Шагнул, как тогда, в восемнадцатом…
В харбинском кабаке «Палермо» шел грандиозный пир. Гуляли калмыковцы, — они, видать, произвели очередную «калмыкацию», то бишь ограбили проходящий пассажирский поезд где-нибудь в районе Гродековских туннелей. Гуляли орловцы. Эти — с горя. По слухам, их собирались расформировать: обнаружилась растрата по хозяйственной части ни много ни мало в полмиллиона рублей. Да и как ей не быть, если у Орлова всего три сотни штыков в отряде, зато два оркестра. Но все это мелочи, потому что Семенов, сидящий на станции Маньчжурия, зарабатывает по два миллиона в день, да плюс звание благодетеля населения. Семеновцы тоже гуляли в «Палермо». Гулял харбинский посланник Семенова полковник Скипетров, ждавший производства в генералы, и с ним хорунжий Кабанов. У этих была серьезная причина. Во-первых, позавчера обнаружили в Селенге труп известного золотопромышленника Шумова, ехавшего в семеновском бронепоезде с большим грузом золота. Что произошло, где золото — никто не знал, но, разумеется, догадывались. А во-вторых, несколькими днями раньше Семенов произвел «семенизацию» в отличие от «калмыкации», то есть реквизировал двадцать девять вагонов кожи и продал какому-то спекулянту в Хайларе. Об этих злополучных вагонах уже шел разговор по городу, громко возмущался сидевший в Харбине Колчак, ждали каких-то ревизоров омского правительства, но разговор разговором, а деньги были. Только у кого? Исчезли куда-то деньги. Семенов рвал и метал.

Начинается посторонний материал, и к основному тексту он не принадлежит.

PR #1667, opened 2024-08-07
Remove spurious bracket added in PR 1656

CISC:
Remove an unintentionally added parenthesis in #1656 that broke the build.


abetlen:
@CISC thank you, just saw this after fixing the same thing.

CISC:
@abetlen No worries. :)

PR #1677, opened 2024-08-13
Allow server to accept openai's new structured output "json_schema" format.

cerealbox:
convert openai response_format: 
`{ type: "json_schema" }`
to the response_format llama-cpp-python expects:
`{ type: "json_object", "schema": ... }`

is this how this should be done?


aqni:
This conversion would be really useful for OpenAI API compatibility — hoping the maintainer can review and merge it!

PR #1704, opened 2024-08-25
fix: Fix memory allocation of ndarray

xu-song:
## Motivation

https://github.com/abetlen/llama-cpp-python/blob/259ee151da9a569f58f6d4979e97cfd5d5bc3ecd/llama_cpp/llama.py#L2052

The above part will allocate a large amount of memory.
This commit reduces the memory consumption from more than 10GB to 0GB.

## Simle Reproduce

```py
import os
import numpy as np
import psutil

def print_mem():
    mem = psutil.Process(os.getpid()).memory_info().rss / 1024 / 1024 / 1024
    print(f"process_mem: {mem:.2f} GB")

n_ctx = 32768
n_vocab = 150000
scores = np.ndarray((n_ctx, n_vocab), dtype=np.single)
print_mem()   # 0.03 GB;

scores[:1000, :] = 0.5
print_mem()  # 0.59 GB

# zero-ing out the rest
scores[1000:, :] = 0.0     #  ----- large memory allocation
print_mem()  # 18.34 GB
```

## After this pr

zero-ing out the rest will not allocate extra memory if not necessary.
```py
# zero-ing out the rest
rest = scores[1000:, :]
rest[rest > 0] = 0.0
print_mem()  # 0.59 GB
```


xu-song:
This bug has not been fixed yet

abetlen:
@xu-song thanks for the contribution. Just added some tests and bug fixes since the recent sampler api changes.

PR #1776, opened 2024-10-01
Update Dockerfile

Smartappli:


lukestanley (commented):
Switching to the new, non-depreciated Ubuntu LTS base for seems like a good idea.
Presumably to test, someone would clone the repo and follow:
https://github.com/abetlen/llama-cpp-python/blob/main/docker/README.md#cuda_simple
Copy / download a GGUF model, then see if they can get LLM generation responses from the server?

Скипетров приехал за полночь с охраной на пяти казенных автомобилях. В одном из них прибыл в «Палермо» и Сибирцев, доверенное лицо Скипетрова. Когда ж это было? В июле? Нет, еще в июне восемнадцатого. Да, великий был пир…
Еще у входа, окинув взглядом тусклый и задымленный огромный зал, среди багровых испитых физиономий «спасителей России» Сибирцев отметил нескольких знакомых и среди них пьяного офицера-орловца. Из того угла, где сидел орловец, слышались крики, хохот, хлопки пробок шампанского. Взгляды встретились, орловец растянул губы в пьяной улыбке, но, видимо, не узнал Сибирцева, тут же отвлекся и стал что-то кричать на ухо соседу.